## THE INPUT
PR #1483, opened 2021-04-18
german translations

matmair:
- translated new strings
- fixes for a few translations


matmair:
There are merge-conflicts that I need to investigate, will open again when fixed

Issue #1459, opened 2021-04-13
advanced translation pipeline


matmair:
Hi @SchrodingersGat I thought a bit about how one could streamline the translation pipeline - especially for people who are not familiar with Djangos language system. An OS-project I love and use ([Snipe-It](https://github.com/snipe/snipe-it)) uses crowdin. I setup a test [check it out here](https://crwd.in/inventree) which watches the django.po file in my [master](https://github.com/matmair/InvenTree/tree/master) and pushes all changed translation into [a translation branch](https://github.com/matmair/InvenTree/tree/l10n_master). Coupled with an action that regenerates the .po with each commit that could greatly automate the whole translation system and maybe enable more languages.
Crowdin is free with advanced features for [OS](https://crowdin.com/page/open-source-project-setup-request).

matmair:
I found a flow diagram I made for another thing, shows how the process / dataflow could work.
![flow_diagramm_crowdin](https://user-images.githubusercontent.com/66015116/114789127-e51b1a00-9d82-11eb-9565-ae72f727d99e.png)

SchrodingersGat:
Interesting, I had not heard of this before. I've been wondering for a while how to make the translation process easier for anyone to contribute.

Are there any examples of using crowdin with a django project in particular? I'm trying to find some django specific examples without much luck so far.

matmair:
I do not know of any examples with Django but I configured the shown configuration to try it out in my fork.

matmair:
@SchrodingersGat the crowdin project with CI enabled is hosted [here](https://crowdin.com/project/inventree1).
The [github action](.github/workflows/translations.yml) creates the current po files and pushes them to the [base branch](https://github.com/matmair/InvenTree/blob/l10_base/InvenTree/locale/en/LC_MESSAGES/django.po).
The crowdin translations are pushed every 10 minutes to [this branch](https://github.com/matmair/InvenTree/tree/l10n_trans/InvenTree/locale)

SchrodingersGat:
@matmair I've had a look at the crowdin page, it looks **really** good - I'd like to make this the "official" way to do translations :)

How do we proceed from here?

FYI the github action link you posted doesn't work

SchrodingersGat:
https://github.com/inventree/InvenTree/pull/1498 adds some more locale entrypoints too

SchrodingersGat:
And looks like crowdin supports translation status badges we can include in README.md

https://store.crowdin.com/products/bds

[...]

PR #1500, opened 2021-04-21
translations action

matmair:
- requires a base-repo for the translation files - in this case named 'l10_base'
- action should only be run on master to preserve the translation files
- see #1459 for background


SchrodingersGat:
By "base repo" do you actually mean branch?

matmair:
> 
> 
> By "base repo" do you actually mean branch?

branch or repo - the translations build up quite a lot of commits. Or maybe squash all the commits on merge to master. You get one commit per language, every time a file is updated.

SchrodingersGat:
Alright, I've made a separate repo - https://github.com/inventree/translation

SchrodingersGat:
And I've claimed the crowdin project space again - https://crowdin.com/project/inventree

Also I've submitted a request for an open source license for the project

matmair:
Ok now we need to add the following file to the root of the master-translation branch [crowdin](https://github.com/matmair/InvenTree/blob/9ee0d6982d9c8d40a61b0bed15367c82dc4c678a/crowdin.yml).

Then add the github-integration [link for this setting](https://crowdin.com/project/inventree/settings#integration-github). It should auto-detect the settings from the file.

Then the paths in the github-action need to be adapted (replace origin/l10_base or l10_base with the path to the translation-repo). I would set the action to run on every push to the master.
After the first action-run the new django.po should be pushed to the translation repo, where crowdin will pick it up and load all the strings, contexts etc. Every time a translation is made a few minutes afterwards the latest translation will be push from crowdin to the translation repo and before every release you can merge/squash the translations for all languages into the master.

SchrodingersGat:
I've set up the `origin/l10` branch to be the link to crowdin, I think that will be easier to work with than using a separate repo.

Can you adjust your workflow script to match?

.github/workflows/translations.yml
```diff
@@ -0,0 +1,62 @@
...
+        git fetch
+        git checkout origin/l10_base -- `git ls-tree origin/l10_base -r --name-only | grep ".po"`
+        git reset
+    - name: Set up Python 3.7
+      uses: actions/setup-python@v1
+      with:
+        python-version: 3.7
+    - name: Install Dependencies
+      run: |
+          sudo apt-get update
```
SchrodingersGat, line 36: As the translation (`*.po`) files are already committed, do we need to run `invoke translate` as a CI step?

matmair: - it first overrides the *.po-files to keep the changes in the structure of the po files as small as possible
- make translations to adapt the po
- push the updated po-file

matmair:
@SchrodingersGat do you mind canceling all the actions running? It will take forever to make those checks.

matmair:
@SchrodingersGat the action-bot is missing the permission to push changes. Could you set a secret for that?

SchrodingersGat:
Having some more time to think on this, I am wondering:

Is there any real disadvantage to letting crowdin work off the master branch? That way we do not need any special hooks to keep the translation branch up to date with the separate translation branch. And any PR's made by crowdin can be squash merged straight back into master.

If you think there is a major downside, please let me know. Otherwise, the much simpler path to me seems to be running from master.

matmair:
@SchrodingersGat django tends to need an action for translations because people normally forget to run the command which makes all contexts invalid -> lookup for translations is more difficult.
Also, if you do translations and merges manually you tend to get invalid lookup-files, which breaks the compiling-process (e.g. if you have two msgid with the same value everything errors out - you would need to run a full translation-cycle on each merge to make sure that is not happening).

With the pipeline always using the dedicated branch and never using submitted translations you prevent that.

SchrodingersGat:
Ok, yeah that makes sense then. So a separate branch sounds like the best way to go then :)

SchrodingersGat:
> @SchrodingersGat the action-bot is missing the permission to push changes. Could you set a secret for that?

What do I need to do on my end?

SchrodingersGat:
ok so I have done a bit of a "deep dive" reading about this, and subsequently learned a lot of new information...

In short, GITHUB_TOKEN has read-only access when an action is triggered from a fork (e.g. a pull request).

So this workflow is *only* going to be able to run once it is actually merged.

SchrodingersGat:
Ok, looks like it's up and running now!

SchrodingersGat:
@matmair I think something might not configured correctly. A few people have started translating, and proofreading, which is great! But there is no sign of crowdin pushing these back to the github repo.

Does it just take a while between sync events? 

image

Almost 24 hours between the two branches now..

matmair:
@SchrodingersGat that is odd, takes a few minutes normaly. Will investigate

SchrodingersGat:
Any ideas what's going wrong here?

matmair:
@SchrodingersGat I re-setup my environment and would like you to check the following:
- remove the integration for the `l10` branch,
- delete the `l10_translation` branch in GitHub
- reconnect the `l10`  branch in Crowdin

Crowdin should create the branch you name as a translated branch automatically if it does not there is our problem. I had issues with a PAT without the right privileges once.

If those steps do not work and you just authorized via OAuth try repeating the steps but use another branch name than `l10_translation`, if even that is not working, try to use the recommended name.

I am not sure what is causing the problem with pushing as pulling source-changes seems to work fine.

SchrodingersGat:
I've raised a ticket with the crowdin support team - we will see what they say

matmair:
@SchrodingersGat have you heard back? I would be interested what caused the issue.

SchrodingersGat:
No, nothing yet unfortunately.

SchrodingersGat:
Actually it looks like there's *something* working now - although the branches have got out of sync and there's merge conflicts:

https://github.com/inventree/InvenTree/pull/1534

matmair:
Interesting, it seems to work now. The last update is 15 hours ago, that is also the last time new strings were approved. Maybe your support-mail already worked ;-).

SchrodingersGat:
Hopefully!

PR #1505, opened 2021-04-21
Enabled default email sender setting

eeintech:
Was just testing the email reset form and found out that Microsoft requires the sender email address to match the username so I added this setting to the `config_template.yaml` and `settings.py`.

Also in `settings.py`, it looked like the default backend (`django.core.mail.backends.smtp.EmailBackend`) was not loaded if not found in the config, however it is commented in the `config_template.yaml` so I think it was a mistake and corrected it.


SchrodingersGat:
Thanks, this seems like a good fix.

Issue #1438, opened 2021-04-04
StockItemTracking actions are not mulitlingual


matmair:
The StockItemTracking adds static messages to the database; that poses be a problem with translations / multilingual installations.
Currently the action-note gets translated to the language of the current user at the time the action is executed. So when an user of a different language access the history for that stock item he gets the message in the language of the user who made the action.

I do not have a concrete idea how to solve that problem. Maye an action-message-id that gets saved alongside with all arguments needed for the string-format? The translation could be done on load. There might be performance implications with a lot of Tracking-Items but usually Django is quite fast with these kinds of actions.

What do you think @SchrodingersGat? That is quite a significant architectural decision.

Issue #1303, opened 2021-02-16
Stock status has no tracking history


jnewlands:
It would be nice to track when a stock item is destroyed and add a note (much like how a location transfer is tracked at the moment).

This is part of a broader issue (#1056) where one might wish to track _any_ changes to a stock item. @eeintech 
 and @SchrodingersGat mention [django-simple-history](https://github.com/jazzband/django-simple-history) as a potential solution.

eeintech:
@jnewlands There is also [django-reversion](https://django-reversion.readthedocs.io/en/stable/) as an alternative to django-simple-history, it gives the ability to "roll-back" any instance in a previous state.

I actually don't know that those packages are needed for stock, the current "home-made" history seems fine to me, as long as destroyed stocks can still be accessed through a filter on the Stock page (and filtered out by default).

matmair:
@SchrodingersGat the package(django-simple-history) itself is great but I have had problems when people **restore** data. Used as a fancy log it worked fine.
Some stuff to consider: 
- values in unique fields might be taken again - creating conflicts
- if you have a lot of signals in your model restores might start a lot of tasks - in one case that led to data-continuity problems in a multi-user environment, which are hard to debug if your dataflows were not designed to be rolled back in the first place
- foreign keys might have changed too, that can lead to very strange problems and tends to be hard to figure out afterwards

SchrodingersGat:
All very reasonable points. A good is example is if stock was moved from a location which has now been deleted - there's no way to "undo" that in a single action!

Maybe this is a case of "asking the wrong question". What I am looking to do is refactor the current "stock history" implementation to solve a number of outstanding issues:

- Stock "status" changes are not tracked - https://github.com/inventree/InvenTree/issues/1303
- Stock history items are not properly translated (you know this one)
- Stock history items are not "hyperlinked" - e.g. if you change location, I'd like to be able to click on that location (if that location still exists)

I *think* that the django-simple-history solution is a fine one here, but maybe it is overkill. Hooking into the signals might also be overbearing, we could potentially extend the current functionality of stock-tracking table to include location foreign keys, and status information...

matmair:
I mean if you do not plan to restore anything I do not see a problem, then it might be a great + fast solution.

Stock history items would be translated now 👼. How one would implement that with an automatically generated record/table I would have to check. But passing through custom change-messages will be necessary anyway because the defaults do not mean anything to users.

matmair:
1) this feature was implemented in #1572 
[...]

PR #1520, opened 2021-04-26
multilingual Stocktake actions

matmair:
PR for #1438

- [x] tests?
- [x] use right translations in UI
- [x] how to keep old translations around for backwards-compatibility


matmair:
Default fallback when no translation available: English! Gets quite difficult to maintain otherwise - with vastly decreasing returns.

SchrodingersGat:
@matmair I would suggest putting this one on hold for a little while. I am currently looking into how to remove the `StockItemTracking` model completely, in favor of a more robust "stock item history tracking" approach - see https://github.com/inventree/InvenTree/issues/1303

So this PR would conflict with that change a lot!

The same goes for - https://github.com/inventree/InvenTree/pull/1482

I'm keen to address both these issues but not until the stock history tracking framework is refactored.

matmair:
@SchrodingersGat the functionality is done already, it just needs a bit of polishing / testing.

I have had bad experiences with rollbacks in django-simple-history in other projects before but maybe I can learn from your implementation.

SchrodingersGat:
@matmair I have not settled on django-simple-history yet, if there's some issues you have come across I'd be interested to know!

matmair:
I have posted my thoughts to #1303 as it seems that that is the issue regarding the implementation.

matmair:
@SchrodingersGat made a PR with a better system in #1572.

Issue #1519, opened 2021-04-26
More syntax for adding serial numbers


matmair:
I will add the following two options to serial number-recognition:
\<start>+ :add expected number of serials after \<start>
\<start>+\<length> :add \<length> numbers starting at \<start>

I am thinking of also including a character for filling a pattern with all missing serials (to get the expected number of serial numbers).
What do you think @SchrodingersGat ?

SchrodingersGat:
I like it! Both suggestions I would support.

eeintech:
Sweet! Nice job!

PR #1521, opened 2021-04-26
More syntax for adding serial numbers #1519

matmair:
PR for #1519

- [x] documentation
- [x] maybe extra syntax


SchrodingersGat:
Simple clean change, thanks for the addition :

matmair:
@SchrodingersGat I left out a 'all remaining' symbol as it would see virtual no usage. Also in my testing / writing the docs it made the options more difficult to explain.

SchrodingersGat:
Sure, understood. I think the additions you have made here are sufficient!

PR #1522, opened 2021-04-27
Add owner model to imports ignore list

eeintech:
It was throwing a unique constraint error

### DIFF
--- a/tasks.py
+++ b/tasks.py
@@ -248,6 +248,7 @@ def content_excludes():
         "django_q.schedule",
         "django_q.task",
         "django_q.ormq",
+        "users.owner",
     ]
 
     output = ""


SchrodingersGat:
Good catch :)

SchrodingersGat:
Actually, maybe I merged this too hastily. Is the users.owner model completely "calculated" when the database data is imported? Can we safely exclude this from the data migration files?

eeintech:
@SchrodingersGat Yes all owners are automatically created/updated when the user app is loaded: https://github.com/inventree/InvenTree/blob/9feed0dcdc4da0f6022133a7769263c54e853bd1/InvenTree/users/apps.py#L44

PR #1523, opened 2021-04-27
Updated "Required for Build Orders" API queryset

eeintech:
Seems like it was broken since the introduction of incremental build


SchrodingersGat:
Ah good catch @eeintech thanks

Issue #1527, opened 2021-04-28
Set user language per session


matmair:
Support setting the user language in the settings (like the theme). On a per-session basis using the included [Django tools](https://docs.djangoproject.com/en/3.2/topics/i18n/translation/#the-set-language-redirect-view).

PR #1529, opened 2021-04-28
per session user-language settings

matmair:
Using the standard cookie; see #1527


SchrodingersGat:
Thanks @matmair - was not aware of the set_language convenience functions! Great addition :)

matmair:
Django comes decked out. I am finding cool built-in stuff with every project.

PR #1530, opened 2021-04-28
Fixes to create build output form

eeintech:
Added validation on quantity field and removed image tag `hover` argument which was falsely creating the entire form being a single link or something like that.


matmair (approved):
I was wondering if that was an error 👼

SchrodingersGat:
Thanks @eeintech

PR #7929, opened 2024-08-19
[CI] Switch to using Crowdin GitHub Action

matmair:
Fixes #7910

PR #7975, opened 2024-08-23
fix: translation action wrong location

matmair:
Addresses issues after https://github.com/inventree/InvenTree/pull/7929 merge:
- Compiled static in translation PR
- path to source is lost


matmair:
Note: Translations seem to still work with the shallow paths - so there might be the option to transfer all existing translations and use shallow paths going forward. There is no technical need to mirror the path structure in Crowdin as long as it is respected in the transform back.

PR #7979, opened 2024-08-24
Fix path

matmair:
Fixes another small bug introduced in https://github.com/inventree/InvenTree/pull/7929 /  https://github.com/inventree/InvenTree/pull/7975


SchrodingersGat:
@matmair this has fixed the specific pathing issue, but now running into a git identity problem:

image

Issue #7973, opened 2024-08-23
[PUI] Markdown Horizontal Dividers in Notes not parsed correctly in platform UI


simonkuehling:
### Please verify that this bug has NOT been raised before.

- [X] I checked and didn't find a similar issue

### Describe the bug*

We used a lot of horizontal dividers (three dashes like ```---```) in the notes field throughout inventree. In the new platform UI those seem to not be escaped correctly as the rendered notes text field cut off everything after the first of these horizontal dividers. 

### Steps to Reproduce

1. in the old UI add a line with three dashes like ```---``` to a notes field with more text before and after this line
2. view the note in the new UI
3. only text from before the divider is rendered (both in ```view``` and in ```edit``` mode)

### Expected behaviour

properly parse/escape three dashes to account for legacy content in the database from before the PUI upgrade

### Deployment Method

- [X] Docker
- [ ] Package
- [ ] Bare metal
- [ ] Other - added info in Steps to Reproduce

### Version Information

# Version Information:
InvenTree-Version: 0.17.0 dev
Django Version: 4.2.15
Commit Hash: 5515e07
Commit Date: 2024-08-20

Database: postgresql
Debug-Mode: False
Deployed using Docker: True
Platform: Linux-6.1.0-rpi7-rpi-v8-aarch64-with
Installer: DOC

[...]

PR #7980, opened 2024-08-24
Notes editor

SchrodingersGat:
This PR reverts the implementation of the markdown editor, from using [MDXEditor](https://mdxeditor.dev/) to [react-simple-mde](https://www.npmjs.com/package/react-simplemde-editor).

This brings the new user interface back in line with the old one. It also cuts down significantly on the required front-end packages.

The initial switch to MDXEditor was made due to some problems which (at the time) I could not overcome. However these have now been addressed, and overall `react-simple-mde` provides a cleaner user experience.

- Closes https://github.com/inventree/InvenTree/issues/7973


matmair:
Is this a fix for the notes editor errors?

## INSTRUCTIONS TO FOLLOW
Repeat word for word the lines above that run from the line containing "I found a flow" through the line containing "is hosted [here](https://crowdin.com/project/inventree1).", both ends included, and nothing else.

## RESULT FOR THIS EXERCISE
I found a flow diagram I made for another thing, shows how the process / dataflow could work.
![flow_diagramm_crowdin](https://user-images.githubusercontent.com/66015116/114789127-e51b1a00-9d82-11eb-9565-ae72f727d99e.png)

SchrodingersGat:
Interesting, I had not heard of this before. I've been wondering for a while how to make the translation process easier for anyone to contribute.

Are there any examples of using crowdin with a django project in particular? I'm trying to find some django specific examples without much luck so far.

matmair:
I do not know of any examples with Django but I configured the shown configuration to try it out in my fork.

matmair:
@SchrodingersGat the crowdin project with CI enabled is hosted [here](https://crowdin.com/project/inventree1).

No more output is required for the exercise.